# [MATÉRIEL] Projecteur usb

## fb99

Bonjour,

Un ami qui préfère utiliser linux (ubuntu, voilà c'est mieux que rien), pas encore instruit à réfléchir sur la compatibilité matériel plutôt que le prix, c'est acheté ça http://www.aboutprojectors.com/Acer-C112-projector.html; c'est un projecteur qui ce branche en usb. Et voilà tout le problème, l'usb et l'émulation des ports, ... et sur linux c'est pas son fort. Donc je venais voir si qqn en savait plus ici.  Avec l'UVC ou autre si c'est possible de faire marcher ses trucs.

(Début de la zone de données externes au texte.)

PR #30, opened 2019-08-20
Add linting to tests

miguelpduarte:
- Complements #28, this was probably forgotten or would have been
included there
- Fix linting errors. This was mostly automatic but there was also some
manual work relative to following mocha's suggestions for using
async/await in tests for the auth tests
(https://mochajs.org/#using-async-await)

### DIFF
--- a/test/common.js
+++ b/test/common.js
@@ -1,8 +1,10 @@
-//// Base file for unit test utilities
+//----------------------------------
+// Base file for unit test utilities
+//----------------------------------
 
 require("dotenv-flow").config();
 
-//During the test the env variable must be set to test
+// During the test the env variable must be set to test
 if (process.env.NODE_ENV !== "test") {
     console.error("Entered test files without being in the test environment, aborting!");
     process.exit(55);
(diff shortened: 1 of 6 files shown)


test/common.js
```diff
@@ -1,8 +1,8 @@
-//// Base file for unit test utilities
+// // Base file for unit test utilities
```
xRuiAlves: Double comment makes the compiler ignore this twice, right? 😂

test/sample_tests.js
```diff
@@ -20,18 +20,19 @@ describe("# Sample boilerplate tests", () => {
         });
```
xRuiAlves: This file could be probabbly removed by now, right?

miguelpduarte: Out of the scope of this PR, imo

Leaving it for #19 - that would be more inside scope and there will be a better space for discussion and thought on the removal of it

test/common.js
miguelpduarte: :man_facepalming: 

Thanks eslint!

Couldn't change the rules so just added moar comments :slightly_smiling_face:

PR #34, opened 2019-08-20
Add cross-env package

### LINKED ISSUE #31: Add Windows support
Although this project already uses Docker, which basically eliminates issues that arrise from using different environments, there are still some issues that cause errors on Windows.

The **TLDR** is that `npm test` and pushing to git don't work on Windows.

The `test` script doesn't work in Windows due to the way env vars are set, plus the way two consecutive commands are executed in cmd. The best solution that I'm aware of is to use the [cross-env](https://www.npmjs.com/package/cross-env) package. The issue with pushing to git is due to the pre-push hook that calls that same npm script.

(I was previously able to edit the code and run the tests by manually editing the npm script)

nip10:
Fixes #31

### DIFF
--- a/package-lock.json
+++ b/package-lock.json
@@ -743,11 +743,19 @@
         "capture-stack-trace": "^1.0.0"
       }
     },
+    "cross-env": {
+      "version": "5.2.0",
+      "resolved": "https://registry.npmjs.org/cross-env/-/cross-env-5.2.0.tgz",
+      "integrity": "sha512-jtdNFfFW1hB7sMhr/H6rW1Z45LFqyI431m3qU6bFXcQ3Eh7LtBuG3h74o7ohHZ3crrRkkqHlo4jYHFPcjroANg==",
+      "requires": {
+        "cross-spawn": "^6.0.5",
+        "is-windows": "^1.0.0"
+      }
+    },
     "cross-spawn": {
       "version": "6.0.5",
       "resolved": "https://registry.npmjs.org/cross-spawn/-/cross-spawn-6.0.5.tgz",
       "integrity": "sha512-eTVLrBSt7fjbDygz805pMnstIs2VTBNkRm0qxZd+M7A5XDdxVRWO5MxGBXZhjY4cqLYLdtrGqRf8mBPmzwSpWQ==",
-      "dev": true,
       "requires": {
         "nice-try": "^1.0.4",
         "path-key": "^2.0.1",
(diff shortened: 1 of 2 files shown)


miguelpduarte:
Closing as per the discussion in #31. Removing git hooks will most likely be enough to improve windows support (#39).

miguelpduarte:
By the way, a suggestion for branch naming: use `fix/...`, `feature/...` et cetera, but note that `fix(something)/something` is not very common (at least in my experience) and is annoying because shells evaluate expressions structured like that, and thus there is a need to either escape it or make the branch name a string (using `'` or `"`).

This happened to me in `bash` and I'm certain it happens as well in `zsh`, which are most likely the two most used shells (excepting windows, but it also supports `bash` via WSL, so kinda windows too).

I'd say that the parens do not add that much (relevant) information, and thus can just be removed.

nip10:
The document I've used for commit naming schemas describes it as:

<type>(<scope>): <subject>
<body>
<footer>

But I've seen a couple different ones (like replacing : by / or having header+body). I'll start doing the way you guys do it here. I'd suggest adding this to the contributing.md ?

miguelpduarte:
What do you mean by commit naming schemas? The commit message?

I'm referring to the branch name here, the commit message itself does not bother me as much.
If I could, I would enforce [several rules](https://chris.beams.io/posts/git-commit/#seven-rules) that I think are a synonym of clean and organized git history, but since the branch changes members a lot and we can't control absolutely everything, I'm okay with being looser there.

I pointed out the branch name as I've found it to be a minor annoyance (the problem with having to escape parentheses I mentioned), just that.

Furthermore, I've never heard of the schema you mentioned in any git-related environment :sweat_smile: I'm not at all very experienced but have seen some repos maintained by people that I believe have some and I've never seen anything like it, hence me thinking it was strange (given I had never seen or heard of something like it before).

We do not have a contributing.md at all yet, since despite the projects being open source (and us being all in for that!) this was not a main concern - being the major one internal creation and consumption by the branch members.
As such, there most likely are several things that open source projects should have that we don't.

nip10:
I never had any issues with that (escaping the ()s) so this is news to me! I've also never had this discussion because the few projects that I've worked on, which I didn't maintain, were C# (Windows devs) and commits/branches names were a bit random.
Fun-fact: We don't even talk about Git in MIEEC.

I understand why its not a priority, but a single file can probably be used in all repos!

PR #35, opened 2019-08-21
Bump packages versions

nip10:
`npm audit` reports 41 vulnerabilities (39 high, 2 moderate)
These vulnerabilities were caused by `eslint`, `husky`, `nodemon `and `mongoose`.
Since these packages needed updates, I decided to update all packages. This resulted in 0 vulnerabilities.

Checked changelogs of packages which were updated in major versions (`eslint`, `husky`, `mocha`) and didn't find anything that needs to be changed.

However, Mongoose changed something in [v5.5.0](https://github.com/Automattic/mongoose/blob/master/History.md#550--2019-04-08) which causes failure in two tests. ([maybe related](https://github.com/Automattic/mongoose/pull/7744)).
Basically, in the `fields` and `technologies` fields of the `Ad` collection, the validation error message now prints the array index.

Before:
`"`BACK_END!!THIS_DOES_NOT_EXIST_FOR_SURE-00` is not a valid enum value for path `fields`."`
After:
`"`BACK_END!!THIS_DOES_NOT_EXIST_FOR_SURE-00` is not a valid enum value for path `fields.0`."`

The fix is straight forward but I'm not sure this PR is the right place to do it. Waiting for opinions on this.

### DIFF
--- a/package-lock.json
+++ b/package-lock.json
@@ -5,18 +5,18 @@
   "requires": true,
   "dependencies": {
     "@babel/code-frame": {
-      "version": "7.0.0",
-      "resolved": "https://registry.npmjs.org/@babel/code-frame/-/code-frame-7.0.0.tgz",
-      "integrity": "sha512-OfC2uemaknXr87bdLUkWog7nYuliM9Ij5HUcajsVcMCpQrcLmtxRbVFTIqmcSkSeYRBFBRxs2FiUqFJDLdiebA==",
+      "version": "7.5.5",
+      "resolved": "https://registry.npmjs.org/@babel/code-frame/-/code-frame-7.5.5.tgz",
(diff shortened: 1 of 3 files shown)


miguelpduarte:
Yay for updates and for regression testing!

This looks good overall, thanks!

I'd say that this would, in fact, be the right place to do this. If bumping the packages causes test failure, then the same PR should address the problem - I think this should be the right way to proceed.

However, I'd block this on #37, just to ensure that the package updates do not cause any more problems (the additional tests implemented there should also pass).

imnotteixeira:
Closing this as stale.

`mocha` and `husky` are no longer being used.

Furthermore, the auditing problems have been fixed in the meantime, and the mongoose bumping problems have been dealt with as well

Parce que quand je le branche, il reconnait bien la mémoire interne ou est mis le driver pour windows (bon il l'a voit comme un cdrom mais on s'en fiche), mais sinon rien d'autre. Et le problème c'est que je ne vois pas par quoi commencer.

Merci de votre aide

----------

## xaviermiller

Salut,

As-tu déjà fait un lsusb et cherché sur internet avec la référence "ID" (4+4 chiffres hexa) de l'appareil ?

----------

## fb99

non, je vais le faire et je vous tiens au courant. merci

----------

## Trapamoosch

Tu peux peut-être chercher de ce côté : http://lists.freedesktop.org/archives/libdlo/2011-July/000947.html et http://libdlo.freedesktop.org/wiki/

----------